[Material provided Boundary: Start]

PR #4861, opened 2023-05-03
[docs] Try to fix readthedocs builds

rfay:
## The Issue

Readthedocs builds have been broken, see https://readthedocs.org/projects/ddev/builds/20365504/

None of it makes sense to me, but I don't understand why we'd need "future" https://pypi.org/project/future/ which is a compatibility layer for python2/3

<a href="https://gitpod.io/#https://github.com/ddev/ddev/pull/4861"></a>

### DIFF
--- a/.readthedocs.yaml
+++ b/.readthedocs.yaml
@@ -15,5 +15,9 @@ build:
 
 python:
   install:
+    - method: pip
+      path: .
+      extra_requirements:
+        - docs
     - requirements: docs/mkdocs-pip-requirements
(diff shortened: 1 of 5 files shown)


rfay:
The key to this was 
* https://github.com/readthedocs/readthedocs.org/issues/10286#issuecomment-1533206594

which seemed to have nothing to do with anything, but rolling back setuptools using the technique suggested there solved the problem.

mattstein:
What a journey!

PR #4866, opened 2023-05-03
Deliver instrumentation data directly to amplitude, fixes #4335

### LINKED ISSUE #4335: Send telemetry directly to Amplitude instead of via Segment.com

Segment is quite expensive, probably not reasonable to pay them more than $1000/year. We use it to gather data and then it is sent along to amplitude.

We have been on segment's free plan, which used to just cut us off when we got partway through the month and used up our pushes. Now... they have cut us off completely.

### Describe your solution

Apparently we can send data directly to Amplitude, which is currently free.

### Describe alternatives

* Pay segment.
* Drop telemetry

### Additional context

_No response_

gilbertsoft:
## The Issue

* #4335 

Statistics are now directly sent to Amplitude. All events are now properly logged again and to not to affect the user the data is locally cached and sent once the configurable limits are reached. The existing implementation using segment.io is still in place and removed in a second step when the new implementation is tested in the field and confirmed to work fine and like expected.

To build the binary including the Amplitude API key use the following command:

`AmplitudeAPIKey=xxx && make build` where `xxx` has to be replaced by a valid key which can be found at https://data.amplitude.com/ddev/DDEV/sources/name/ddev

How to debug the data is explained at https://www.docs.developers.amplitude.com/data/debugger/.

It's also possible to create new charts with the data to debug it.

Settings `DDEV_DEBUG=true` and `DDEV_VERBOSE=true` will generate some additional output too which helps in testing.

There are also two new command `ddev debug instrumentation flush` to send all cached data to Amplitude and `ddev debug instrumentation clean` which will remove cached data. Helps also while testing.

**Manual mass testing can be done with the following line:**

`export DDEV_VERBOSE=true; for ((i=1;i<=50;i++)); do ddev describe >/dev/null; done 2>&1 | tee ~/tmp/describe.out`

This should do multiple submissions depending on the number of projects on the system.

Submitted events are visible at <https://analytics.amplitude.com/ddev/activity> afterwards.

This patch uses our [forked repo](https://github.com/ddev/analytics-go/tree/fix-failed-transmissions) of https://github.com/amplitude/analytics-go until the issue gets fixed in the upstream.

## Automated Testing Overview

Most parts are covered by unit tests. Currently no real E2E tests are implemented and does look superfluous because no problems occured so far with the delivery and some parts are already tested by the upstream.

* [x] some tests are currently really minimal e.g. for the Tracker functions. Check if better testing is possible.

## Related Issue Link(s)

* https://github.com/amplitude/analytics-go/pull/56

## Release/Deployment Notes

<a href="https://gitpod.io/#https://github.com/ddev/ddev/pull/4866"></a>


rfay:
Please make sure to explain what environment variables have to be set to make this work. I assume there's a secret that has to be compiled in or something. But we'll want to manually test here of course.

rfay:
The problem is that `make test` fails. `pkg/amplitude` has no go files, but pkg/amplitude/storages has one. I think it's just that the test process adds each directory in pkg to the list of items to test.

docs/content/developers/building-contributing.md
```diff
@@ -135,6 +135,38 @@ To manually push using GitHub Actions,
...
+
+Make changes to the event definition using the GUI at <https://data.amplitude.com/ddev/DDEV>:
+
+* create a new branch
+* create or change events and properties
+* save changes to the new branch
+* update the implementation with `ampli checkout <branch name>`
+* make changes to the code
+
+Make sure new properties are not breaking, add it as optional properties though.
```
mattstein, line 157: I’m only following along theoretically, but I’m confused by this sentence. (The plural “new properties” followed by singular “it” could probably be corrected regardless.) Are you saying to make sure that each new property doesn’t break anything, but to make it optional for safety?

docs/content/developers/building-contributing.md
```diff
@@ -135,6 +135,38 @@ To manually push using GitHub Actions,
...
+Once finished, save the changes to publish a new version of the definitions.
+
+Afterwards the changes can be imported running the following command in the
+project root:
+
+```bash
+ampli pull
+```
+
+Make sure the API keys are not included to the sources, they are linked during
```
mattstein, line 167: Semicolon:

```suggestion
Make sure the API keys are not included to the sources; they are linked during
```

docs/content/developers/building-contributing.md
```diff
@@ -135,6 +135,38 @@ To manually push using GitHub Actions,
...
+the compilation using a GitHub secret.
```
mattstein, line 168: Drop “the”:

```suggestion
compilation using a GitHub secret.
```

mattstein (changes requested):

docs/content/developers/building-contributing.md
gilbertsoft: It looks like this can be removed. The API does not check the properties to be there, it's for the code generation only which I did not know at the point where I wrote it.

rfay:
Could you please analyze https://community.amplitude.com/announcements-56/updates-to-our-free-starter-plan-1819 and verify that it's not likely to affect us @gilbertsoft ? I think if *users* are defined in a way that works we should be OK?

gilbertsoft:
> Could you please analyze https://community.amplitude.com/announcements-56/updates-to-our-free-starter-plan-1819 and verify that it's not likely to affect us @gilbertsoft ? I think if _users_ are defined in a way that works we should be OK?

Regarding https://amplitude.com/pricing it's up to 100k users a month. At the moment we should not be affected though, bit more than 10k users a month.

cmd/ddev/cmd/root.go
```diff
@@ -177,8 +182,8 @@ func init() {
 }
 
 func instrumentationNotSetUpWarning() {
-	if !output.JSONOutput && versionconstants.SegmentKey == "" && globalconfig.DdevGlobalConfig.InstrumentationOptIn {
-		util.Warning("Instrumentation is opted in, but SegmentKey is not available. This usually means you have a locally-built ddev binary or one from a PR build. It's not an error. Please report it if you're using an official release build.")
+	if !output.JSONOutput && globalconfig.DdevGlobalConfig.InstrumentationOptIn && (versionconstants.SegmentKey == "" || versionconstants.AmplitudeAPIKey == "") {
```
rfay, line 185: This seems like it will cause confusion, as either of the keys being missing gives the same warning.  Should we remove the checks for SegmentKey in these situations?

docs/content/developers/building-contributing.md
```diff
@@ -135,6 +135,37 @@ To manually push using GitHub Actions,
...
+
+Afterwards the changes can be imported running the following command in the
+project root:
+
+```bash
+ampli pull
+```
+
+Make sure the API keys are not included to the sources; they are linked during
+compilation using a GitHub secret.
```
rfay, line 167: What is the current status of the PR you made upstream? I don't see a mention of that here.

docs/content/developers/release-management.md
```diff
@@ -22,13 +22,14 @@
...
 
+* `AMPLITUDE_API_KEY`: Key that enables Amplitude reporting.
 * `AUR_SSH_PRIVATE_KEY`: Private ssh key for the `ddev-releaser` user. This must be processed into a single line, for example, `perl -p -e 's/\n/<SPLIT>/' ~/.ssh/id_rsa_ddev_releaser| pbcopy`.
 * `CHOCOLATEY_API_KEY`: API key for Chocolatey.
 * `DDEV_GITHUB_TOKEN`: GitHub token that gives access to create releases and push to the Homebrew repositories.
 * `DDEV_MACOS_APP_PASSWORD`: Password used for notarization, see [signing_tools](https://github.com/ddev/signing_tools).
 * `DDEV_MACOS_SIGNING_PASSWORD`: Password for the macOS signing key, see [signing_tools](https://github.com/ddev/signing_tools).
 * `DDEV_WINDOWS_SIGNING_PASSWORD`: Windows signing password.
-* `SegmentKey`: Key that enables Segment reporting.
+* `SEGMENTKEY`: Key that enables Segment reporting.
```
rfay, line 32: The name of this environment variable is SegmentKey still. But I'm not convinced we shouldn't be removing this line completely.

pkg/ddevapp/amplitude.go
```diff
@@ -0,0 +1,53 @@
+package ddevapp
```
rfay, line 1: I usually find it annoying to have two go files with the same name, just because it's easy to get the wrong one when looking for it in the IDE.

pkg/globalconfig/global_config.go
```diff
@@ -36,33 +37,35 @@ type ProjectInfo struct {
...
-	RequiredDockerComposeVersion string                  `yaml:"required_docker_compose_version,omitempty"`
-	UseDockerComposeFromPath     bool                    `yaml:"use_docker_compose_from_path,omitempty"`
-	MkcertCARoot                 string                  `yaml:"mkcert_caroot"`
-	ProjectTldGlobal             string                  `yaml:"project_tld"`
-	XdebugIDELocation            string                  `yaml:"xdebug_ide_location"`
-	NoBindMounts                 bool                    `yaml:"no_bind_mounts"`
-	UseTraefik                   bool                    `yaml:"use_traefik"`
-	WSL2NoWindowsHostsMgt        bool                    `yaml:"wsl2_no_windows_hosts_mgt"`
-	ProjectList                  map[string]*ProjectInfo `yaml:"project_info"`
+	OmitContainersGlobal             []string                `yaml:"omit_containers,flow"`
```
rfay, line 40: In general, please avoid letting your IDE make significant changes that are not related to the PR.

third_party/ampli/ampli.go
```diff
@@ -0,0 +1,527 @@
+// ampli.go
+//
+// Ampli - A strong typed wrapper for your Analytics
+//
+// This file is generated by Amplitude.
+// To update run 'ampli pull ddev'
```
rfay, line 6: Link to docs would be great here.

rfay (changes requested):
Here's my first casual look-through, but I need more help to be able to manually test this. Please add manual testing steps, explaining how to build, and especially how to test, and show where to get the secret key. (I think you told me about the secret key somewhere in Discord, but it needs to be here.)

In Segment there was a nice debugging page where you could see events coming in. Is there something like that for Amplitude?

third_party/ampli/ampli.go
gilbertsoft: This file is generated, we should not manually add something here. But I've added some hint to the docs already.

pkg/globalconfig/global_config.go
gilbertsoft: I've added 2 new configs which caused the new indention, related to this PR though.

docs/content/developers/building-contributing.md
gilbertsoft: I did not submit it because I first wanted to have it tested a litle bit here. So far my changes work, no more issues.

cmd/ddev/cmd/root.go
gilbertsoft: Well, I did not split it because it will anyway get removed soon.

gilbertsoft:
> Here's my first casual look-through, but I need more help to be able to manually test this. Please add manual testing steps, explaining how to build, and especially how to test, and show where to get the secret key. (I think you told me about the secret key somewhere in Discord, but it needs to be here.)
> 
> In Segment there was a nice debugging page where you could see events coming in. Is there something like that for Amplitude?

Done

docs/content/developers/release-management.md
gilbertsoft: Oh that's the name of the env var? Thought this is the secret used at GH... I would not remove it at the moment. Removal is planed with a second PR to remove the old implementation once we are happy with the new data which we know after the app was running in the field for some time.

gilbertsoft: Please check the introduction before the list, it's about the secrets and not the env vars.

pkg/ddevapp/amplitude_project.go
```diff
@@ -0,0 +1,134 @@
...
+			serviceName := strings.TrimPrefix(k.Names[0], "/")
+			shortName := strings.Replace(serviceName, fmt.Sprintf("ddev-%s-", app.Name), "", 1)
+			services = append(services, shortName)
+		}
+	}
+
+	builder := ampli.Project.Builder().
+		Containers(services).
+		ContainersOmitted(containersOmitted).
+		DocumentRoot(app.GetDocroot()).
```
gilbertsoft, line 53: Not sure if this has any value for instrumentation @rfay

pkg/ddevapp/amplitude_project.go
```diff
@@ -0,0 +1,134 @@
...
+	if !nodeps.ArrayContainsString(containersOmitted, "db") {
+		builder.
+			DatabaseType(app.Database.Type).
+			DatabaseVersion(app.Database.Version)
+	}
+
+	ampli.Instance.Project(amplitude.GetUserID(), builder.Build())
+
+	/*
+		appDesc["fail_on_hook_fail"] = app.FailOnHookFail || app.FailOnHookFailGlobal
```
gilbertsoft, line 73: Here is some information which currently is not sent to Amplitude. Maybe you see something with value for instrumentation which should get added @rfay

rfay:
I didn't get any extra output from `ddev restart` when I set `DDEV_DEBUG=true` or `DDEV_VERBOSE=true`

pkg/ddevapp/amplitude_project.go
rfay: I agree. I've never looked at it. I guess the only reason it could exist is if we discover people using new and exotic docroot values. If we were debugging with this we might want it, but we really don't use it.

pkg/ddevapp/amplitude_project.go
rfay: This might be useful, to know how often people set it to fail on hook fail. It used to do that by default. I never did get any pushback when I changed it.

pkg/globalconfig/global_config.go
rfay: Oh, I see, the new configs were longer, and the IDE decided to adjust everything as a result.

docs/content/developers/building-contributing.md
gilbertsoft: PR is submitted in the meantime https://github.com/amplitude/analytics-go/pull/56. Just wanted to make sure it works like expected before sumbitting it.

pkg/ddevapp/amplitude_project.go
gilbertsoft: I don't think we need values here for debugging purposes! Will remove it...

pkg/globalconfig/global_config.go
gilbertsoft: Exactly :)

gilbertsoft:
> I didn't get any extra output from `ddev restart` when I set `DDEV_DEBUG=true` or `DDEV_VERBOSE=true`

Works here

docs/content/developers/release-management.md
gilbertsoft: Documented now, we have to stick to the name used in the source.

pkg/ddevapp/amplitude_project.go
gilbertsoft: Comment is removed now. If we miss sth we can add it at anytime later....

docs/content/developers/building-contributing.md
gilbertsoft: Hint about the fork ist added in various places.

gilbertsoft:
Last thing to do is to check the tests if sth can be optimized like mentioned in the description above.

rfay (changes requested):
This is looking pretty great! I didn't have any trouble and didn't see any slowdowns, and even the flush was fast.

* Please add the global config items to the docs and to https://github.com/ddev/ddev/blob/a27ef6d5e8e56d4ae96b76053f6e9567c05b4420/pkg/globalconfig/global_config.go#L326-L334
* If it's not hard, please support instrumentation_user as segment did. It's just a way to filter the events.

gilbertsoft:
> This is looking pretty great! I didn't have any trouble and didn't see any slowdowns, and even the flush was fast.
> 
>     * Please add the global config items to the docs and to https://github.com/ddev/ddev/blob/a27ef6d5e8e56d4ae96b76053f6e9567c05b4420/pkg/globalconfig/global_config.go#L326-L334
> 
>     * If it's not hard, please support instrumentation_user as segment did. It's just a way to filter the events.

Done

rfay:
Sorry, didn't get to it today, hopefully tomorrow.

mattstein (approved):

rfay:
I'm not sure this is working at all. I spent some time manually testing on gitpod (build with the api key). Get no warnings. Did things like `ddev restart && for i in {1..100}; do ddev list; done` and I did get new entries for "version" and "OS" to show up... but both are "None"

image

I imagine I'm doing something stupid, but may need some help to do a valid test. I do see amplitude.Flush() happening with DDEV_VERBOSE.

rfay:
I see it says "Usage statistics transmitted." on `ddev debug instrumentation flush` and perhaps other times when DDEV_VERBOSE. Could it give a little more info? Like how many or something like that? It doesn't leave me feeling confident. It could also say whether it was delivering to dev or prod.

gilbertsoft:
> I see it says "Usage statistics transmitted." on `ddev debug instrumentation flush` and perhaps other times when DDEV_VERBOSE. Could it give a little more info? Like how many or something like that? It doesn't leave me feeling confident. It could also say whether it was delivering to dev or prod.

The destination environment depends on the injected API key, not possible to know which one is currently used because we can not add the API keys to the source ofc.

Debugging messages are enhanced with some more information now which finally should make debugging and testing easier.

rfay:
At this point, I seem to only get things like this when doing `for ((i=1;i<=200;i++)); do ddev describe >/dev/null; done 2>&1 | tee ~/tmp/describe.out`; I do not see data being sent after grepping out all the PERF: entries

```
time="2023-06-15T12:33:38-06:00" level=error msg="\x1b[31mError 'EOF', while reading event cache.\x1b[0m"
time="2023-06-15T12:31:49-06:00" level=error msg="\x1b[31mError 'unexpected EOF', while reading event cache.\x1b[0m"
```

[describe.txt](https://github.com/ddev/ddev/files/11761605/describe.txt)

rfay:
With `export DDEV_VERBOSE=true; for ((i=1;i<=200;i++)); do ddev describe >/dev/null; done 2>&1 | tee ~/tmp/describe.out` on e2556b775b292eab23e199ccc716da189067c554 (v1.22.0-alpha2-133-ge2556b775) I see the data coming into Amplitude, but the verbose output showing (anything) seems to be lost - no reports about the payload, or anything else. Now all I have is PERF: and such. 

[describe.txt](https://github.com/ddev/ddev/files/11781832/describe.txt)

rfay:
I think it's probably important to update the manual testing instructions with a more significant set of techniques. Please add quick and easy ways to test manually that definitely show the results. For example, some replacement for my for loop, how to look at amplitude, how to capture the output, etc.

gilbertsoft:
> With `export DDEV_VERBOSE=true; for ((i=1;i<=200;i++)); do ddev describe >/dev/null; done 2>&1 | tee ~/tmp/describe.out` on [e2556b7](https://github.com/ddev/ddev/commit/e2556b775b292eab23e199ccc716da189067c554) (v1.22.0-alpha2-133-ge2556b775) I see the data coming into Amplitude, but the verbose output showing (anything) seems to be gone - no reports about the payload, or anything else. Now all I have is PERF: and such.
> 
> Edit: I think maybe you moved some of this to DDEV_DEBUG? I see it all when I do `ddev debug instrumentation flush` with DDEV_DEBUG=true; still don't see it when running the for loop.
> 

It was always outputet with `DDEV_DEBUG=true` and should still be the case, I did not change anything here.

> Edit: Oh, you turned off reporting about many things? https://github.com/ddev/ddev/pull/4866/files#diff-251397554946dd8f37a081ff0d8638b12916434618051440c546fa08c20cf1bcR91
> 
> [describe.txt](https://github.com/ddev/ddev/files/11781832/describe.txt) [flush.txt](https://github.com/ddev/ddev/files/11781892/flush.txt)

This is related to the old Segment instrumentation.

gilbertsoft:
> I think it's probably important to update the manual testing instructions with a more significant set of techniques. Please add quick and easy ways to test manually that definitely show the results. For example, some replacement for my for loop, how to look at amplitude, how to capture the output, etc.
> 
> A script that one could run that would manually verify would be great.

Added an example of mass testing and where to see the incoming data on Amplitude.

Also changed the output behavior in the meantime, output releated to debugging should be printed to stderr now.

rfay (approved):
OK, are you exhausted yet? I am! 

Go ahead and pull this when you're ready.

ampli.json
```diff
@@ -0,0 +1,15 @@
+{
```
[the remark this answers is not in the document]
rfay: Yeah, I just try to keep random files out of the root. Certainly not successful all the time.

rfay:
Yippee! Congratulations!

PR #4873, opened 2023-05-04
Fix log location (supervisord) in several places

rfay:
## The Issue

* In docs and in the build for web_extra_daemons, the logs weren't being sent to the right place
* In the hardened (prod) docker image, the newer gunicorn supervisord config wasn't even being included

* Fix up those things
* Remove the prod files as there was no reason for them to be duplicated

In general, this doesn't affect much; the logs issues are minor, and the prod image is rarely used.

- [ ] Run the prod image (better: Deploy it with ddev) and make sure /etc/supervisor has the gunicorn files.
- [ ] Add a web_extra_daemons entry and verify that logs from the daemon are shown in `ddev logs`

## Automated Testing Overview

No changes

<a href="https://gitpod.io/#https://github.com/ddev/ddev/pull/4873"></a>


rfay:
Looks like the hardened/prod healthcheck is broken.

mattstein (approved):

PR #4886, opened 2023-05-08
Remove the vendor folder

gilbertsoft:
## The Issue

The vendor folder was added in the early days because of issues with the package management. In the meantime there are no known issues anymore and the vendor folder can be removed again.

This patch removes the vendor folder and adds it to the .gitignore file.


rfay:
I love the fact that when I try to update a package I can see the exact results in git.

[Material provided Boundary: End]

▸ Aim of the task:
The lines to copy run from the first line of the entries to the line containing "None of it makes"; copy them exactly and output nothing else.

▸ Written response:
PR #4861, opened 2023-05-03
[docs] Try to fix readthedocs builds

rfay:
## The Issue

Readthedocs builds have been broken, see https://readthedocs.org/projects/ddev/builds/20365504/

None of it makes sense to me, but I don't understand why we'd need "future" https://pypi.org/project/future/ which is a compatibility layer for python2/3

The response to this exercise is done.